Exercise instructions - Among the records, which lines hold the word "Modified"? Pick them out.

Data -
PR #385, opened 2019-08-20
Fixed issue AEROGEAR-8283

ziccardi:
## Motivation

JIRA: https://issues.jboss.org/browse/AEROGEAR-8283 

## What
Modified the `mobileservice.isBindingOperationInProgress` so that it can receive an `owner` parameter. This way we will be able to ask if a binding operation is in progress for a particular application

Modified the BindingPanel to get closed automatically only if the wizard has reached the latest step and the binding was in progress. This is to avoid that another binding for the same app could cause this window to get closed before the latest step has been reached (since `isBindingOperationInProgress(appName)` would return `false` since this operation has not started yet).

## Why
The binding panel in MDC gets automatically closed when `isBindingOperation` returns 'false'.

Written response -
Modified the `mobileservice.isBindingOperationInProgress` so that it can receive an `owner` parameter. This way we will be able to ask if a binding operation is in progress for a particular application
Modified the BindingPanel to get closed automatically only if the wizard has reached the latest step and the binding was in progress. This is to avoid that another binding for the same app could cause this window to get closed before the latest step has been reached (since `isBindingOperationInProgress(appName)` would return `false` since this operation has not started yet).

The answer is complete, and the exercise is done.